Need to know what port lengths to use for a ported SDX12? I emailed CSS about the idea of using a SDX12 in the DIY sound group 4 cuft flat pack and it looks like it would work pretty well using the Dayton SPA1000. Would like to have it tuned around 15-18hrz or whatever the HPF is on the off the shelf Dayton SPA1000. 

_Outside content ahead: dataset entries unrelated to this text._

PR #18083, opened 2024-05-28
Add build subtargets based on ARCH

ArkaSaha30:
This PR will group similar targets as per architecture into subtargets to build. It also adds a `build-all` target to build all OS-ARCH combinations.

Conversation: https://github.com/kubernetes/test-infra/pull/32672#discussion_r1616735510
Fixes: https://github.com/kubernetes/test-infra/pull/32672

### DIFF
--- a/Makefile
+++ b/Makefile
@@ -6,6 +6,18 @@ include tests/robustness/makefile.mk
 build:
 	GO_BUILD_FLAGS="${GO_BUILD_FLAGS} -v -mod=readonly" ./scripts/build.sh
 
+PLATFORMS=linux-amd64 linux-386 linux-arm linux-arm64 linux-ppc64le linux-s390x darwin-amd64 darwin-arm64 windows-amd64 windows-arm64
+
+.PHONY: build-all
+build-all:
+	@for platform in $(PLATFORMS); do \
+		$(MAKE) build-$${platform}; \
+	done
+
+.PHONY: build-%
+build-%:
+	GOOS=$$(echo $* | cut -d- -f 1) GOARCH=$$(echo $* | cut -d- -f 2) GO_BUILD_FLAGS="${GO_BUILD_FLAGS} -v -mod=readonly" ./scripts/build.sh
+
 .PHONY: tools
 tools:
 	GO_BUILD_FLAGS="${GO_BUILD_FLAGS} -v -mod=readonly" ./scripts/build_tools.sh


scripts/build_subtargets.sh
```diff
@@ -0,0 +1,45 @@
+#!/usr/bin/env bash
```
jmhbnz, line 1: Keen to check consensus/views on separate script vs just updating `build.sh` and having the one script. What were your thoughts on this @ArkaSaha30?

My initial reaction would be just to add this logic into `build.sh` so only one script is involved but keen to hear what others think and happy to go with overall consensus.

ArkaSaha30: > My initial reaction would be just to add this logic into build.sh so only one script is involved

I agree on this, I was wondering the same but thought of keeping the `build.sh` untouched since it is an alpha/beta level change 🤔

scripts/build_subtargets.sh
```diff
@@ -0,0 +1,45 @@
...
+  *)
+    echo "Failed to find subtarget"
+    exit 2
+    ;;
+esac
+
+for subtarget in "${build_subtargets[@]}"
+do
+  GOOS="${subtarget%-*}" GOARCH="${subtarget#*-}" GO_BUILD_FLAGS="${GO_BUILD_FLAGS} -v -mod=readonly" ./scripts/build.sh
+done
```
henrybear327, line 45: nit: have a newline at the end of the file :)

ahrtr:
We have two options,
- [**preferred**] add Makefile targets `build-limux-amd64`, `build-linux-arm64`, etc. and `build-all`. We don't need to add or change any script files.
```
build-linux-amd64:
    GOOS=linux GOARCH=amd64 GO_BUILD_FLAGS="${GO_BUILD_FLAGS} -v -mod=readonly" ./scripts/build.sh

......

build-all: build-limux-amd64 build-linux-arm64 ......

```
- This PR

Makefile
```diff
@@ -6,6 +6,47 @@ include tests/robustness/makefile.mk
...
+	GOOS=linux GOARCH=ppc64le GO_BUILD_FLAGS="${GO_BUILD_FLAGS} -v -mod=readonly" ./scripts/build.sh
+
+.PHONY: build-linux-s390x
+build-linux-s390x:
+	GOOS=linux GOARCH=s390x GO_BUILD_FLAGS="${GO_BUILD_FLAGS} -v -mod=readonly" ./scripts/build.sh
+
+
+.PHONY: build-all
+build-all: build-linux-amd64 build-linux-386 build-darwin-amd64 build-darwin-arm64 build-windows-amd64 \
+		build-linux-arm build-linux-arm64 build-linux-ppc64le build-linux-s390x
```
serathius, line 48: PLATFORMS=linux-amd64 linux-386 linux-arm linux-arm64 linux-ppc64le linux-s390x darwin-amd64 darwin-arm64 windows-amd64 windows-arm64

.PHONY: build-all
build-all:
	@for platform in $(PLATFORMS); do \
		$(MAKE) build-$${platform}; \
	done

.PHONY: build-%
build-%:
	GOOS=$$(echo $* | cut -d- -f 1) GOARCH=$$(echo $* | cut -d- -f 2) GO_BUILD_FLAGS="${GO_BUILD_FLAGS} -v -mod=readonly" ./scripts/build.sh

BenTheElder: The approach with explicit targets could use make -j,

the base approach should probably consider something like https://github.com/kubernetes-sigs/kind/blob/bbcc02f84c8efd68d20c3a6585c2f282d7c1b8c9/hack/release/build/cross.sh#L37 to get parallelism

ArkaSaha30: I am not sure if we want parallelism...context: https://github.com/kubernetes/test-infra/pull/32672#discussion_r1616735750

BenTheElder: Serial can be a special case of setting N=1, but local users will probably want an option and I think we'll find this is a lot slower. The matrix on github actions would've been parallel and the prow equivilant would be creating a CI job for each.

jmhbnz (approved):
LGTM - Thanks @serathius and @ArkaSaha30.

ivanvc:
Can we have an agreement on https://github.com/kubernetes/test-infra/pull/32672#issuecomment-2135840239 + https://github.com/etcd-io/etcd/pull/18083#discussion_r1617546349 before merging this PR? :sweat_smile:

Makefile
ArkaSaha30: ^^ I agree, it makes sense to have parallelism. 
WDYT @jmhbnz @ahrtr @serathius

Makefile
```diff
@@ -2,10 +2,22 @@
 all: build
 include tests/robustness/makefile.mk
 
+PLATFORMS=linux-amd64 linux-386 linux-arm linux-arm64 linux-ppc64le linux-s390x darwin-amd64 darwin-arm64 windows-amd64 windows-arm64
```
ahrtr, line 5: nit: please put `PLATFORMS` right above the target `build-all`

Makefile
ahrtr: Overall not a big deal, suggest to follow the `for loop` solution
- building with a loop is much simpler, so it has a little better readability.
- Serial building just takes ~2 minutes, which is far less than other workflow check; so it has no impact on the overall workflow time.

Makefile
ArkaSaha30: Sure, thank you 👍

ahrtr (approved):

serathius (approved):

Kind of gathering different DIY options for mostly hometheater and while I thought I was set on dual 15"s sealed I just keep coming back to XBL2 options to match the Arx XBL2 setup. Super impressed with XBl2 and a 1000 watt ported SDX12 might be one powerful option for hometheater.


----------



## dougc (Dec 19, 2009)

I love my SDX15 ported set. They have truly amazing sound. I was going to try and help with the lengths, but can't find the file for winISD, but when I find it I can run it.


----------



## gtpsuper24 (Jun 24, 2009)

I know CSS said in the email they model it for me and said 4cuf ported works great and works perfect with the SPA1000 HPF around 16-18hrz but they never told me what port lenghts to use or what lenghts they used for the model. The flat pack uses dual 3" ports.


----------



## dougc (Dec 19, 2009)

OK, my modeling skills in winISD are horrible, but for a tuning of 18hz, I come up with two 3" and 27" long round ports with your 4 cubes box, and 1000w with a LR HPF at 18hz giving you a port air speed of 24 m/s, 1st resonance at about 250hz.


----------



## Mike P. (Apr 6, 2007)

Somethings not quite right with your modeling. 2 four inch flared ports 40 inch long each would tune the cabinet to 20 hz and the air speed would be 28 m/s peak.


----------



## dougc (Dec 19, 2009)

I thought I finally had it figured out! I added a HPF to the model and it lowered the air speed quite a bit. Is that where I messed it up Mike?


----------



## gtpsuper24 (Jun 24, 2009)

Mike P. said:


> Somethings not quite right with your modeling. 2 four inch flared ports 40 inch long each would tune the cabinet to 20 hz and the air speed would be 28 m/s peak.


The flat pack I want to use is this one http://www.diysoundgroup.com/subwoo...bwoofer-flatpacks/4-ported-sub-flat-pack.html

It has cutouts for dual 3" ports, so maybe the air speed will be too high with that small of ports? 

Heres my email I got when I asked about the 4cuft flat pack: 

_Here is Jeff Bagby response:

Yes. It will work. I was skeptical at first, because the box is too large
for the woofer, and when modeled in this size box there is peak in the
response at 18-20Hz. However, if a plate amp is used that has a subsonic
high-pass in this region it flattens the response out very nicely. It looks
especially nice with the Dayton 1000 Watt amp. With it is flat to about 16hz
and with the 1000 Watts it hits 25mm of peak excursion, which makes good use
of the driver. It really is an ideal combination. The other sub amps looks
good too, but this design needs a subsonic filter in the 16-20 Hz range to
control the cone.

Thanks
Bob

_

But they never mentioned what port lenght they used.


----------



## Mike P. (Apr 6, 2007)

From Bobs response I assume he is unaware the ports are 3" diameter.

Doug, here's the project file for this. Compare it to your modeling to see where the difference is.

View attachment SDX12 Ported.wpr


----------



## seas (Mar 27, 2014)

Hi i am also interested in a ported sdx 12 with dayton 1000 watt amp..but i have the option to build my box..what is the best size box for this set up.for the deepest bass responce..would slot port be better..any help with the desing of the box would be grealty apreciated.. and i also want ot design one for the sdx 10 with a css pa 500 watt amp.. help needed please..


----------